- The paper introduces a dual-stream network architecture combined with self-supervised contrastive learning to enhance 3D medical image segmentation.
- It employs consistency regularization and pixel-level entropy filtering to mitigate unreliable pseudo-labels in CT and MRI images.
- Experimental results show improved DSC and Jaccard indices on Left Atrial and NIH Pancreas datasets, outperforming previous methods.
Self-Supervised Contrastive Learning for 3D Medical Image Segmentation
This paper introduces a semi-supervised semantic segmentation method designed to leverage both labeled and unlabeled 3D medical imaging data. The core innovation lies in a dual-stream network architecture coupled with a self-supervised contrastive learning paradigm to address the challenges posed by unreliable pseudo-labels. The method demonstrates SOTA results on 3D CT/MRI segmentation datasets.
Methodological Details
The proposed method utilizes a dual-stream network, comprising Subnet A and Subnet B, each with a 3D encoder-decoder architecture to generate prediction maps YA​ and YB​ for a given input image. The supervised loss function Ls​, as defined in Equation 1, consists of both cross-entropy and Dice losses, guiding the network to learn robust representations for each class based on the labeled data.
Figure 1: An illustration of the proposed pipeline, highlighting the use of Ls​ for labeled data and Lu​ for unlabeled data, with pseudo-labels derived from the network exhibiting lower Ls​.
To minimize false predictions, the paper introduces a consistency regularization term, which considers the confidence predictions of one network against the other. For unlabeled images, the method applies a pixel-level entropy-based filtering to exclude unreliable pixel-level pseudo-labels when calculating the unsupervised loss Lu​. A regularization loss term, Lreg​, is added to Lu​ to further perform error correction. The overall loss function L combines the supervised loss Ls​, unsupervised loss Lu​, and a contrastive loss Lc​ for unreliable pseudo-labels. The weights λu​ and λc​ control the contributions of the unsupervised and contrastive losses, respectively.

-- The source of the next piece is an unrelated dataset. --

PR #214, opened 2017-04-25
Fix oci rootfs+bundle handling

jodh-intel:


sboeuf:
@sameo I would like you to take a look at this change because it does not follow what we did before with the `Annotations` in the `Pod` structure.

The consistency regularization refines predictions by identifying voxels where Subnet A and Subnet B produce conflicting predictions despite high confidence. The area of incorrect predictions Mdiff​ is defined as the set of voxels where the maximum softmax outputs of the two subnetworks differ significantly, exceeding a confidence threshold T. An L1 distance loss function is then applied as a regularization term to correct potential incorrect predictions by each network.
Figure 2: (a) Illustration of the regularization term and (b) contrastive loss effects on prediction refinement, showcasing the method's ability to correct predictions and reduce uncertainty.
The contrastive loss function is designed to mitigate uncertain predictions by guiding low-confidence voxels towards alignment with their corresponding class prototypes. The approach computes the confidence of each voxel's prediction and categorizes them into reliable and unreliable sets. Prototypes for each class are computed as the mean vector of the reliable voxel representations. A distance function is used to compute a distribution over classes for uncertain voxels, and the contrastive loss function aims to move uncertain voxels of the same class towards their respective class prototype while pushing the prototypes of each class away from each other.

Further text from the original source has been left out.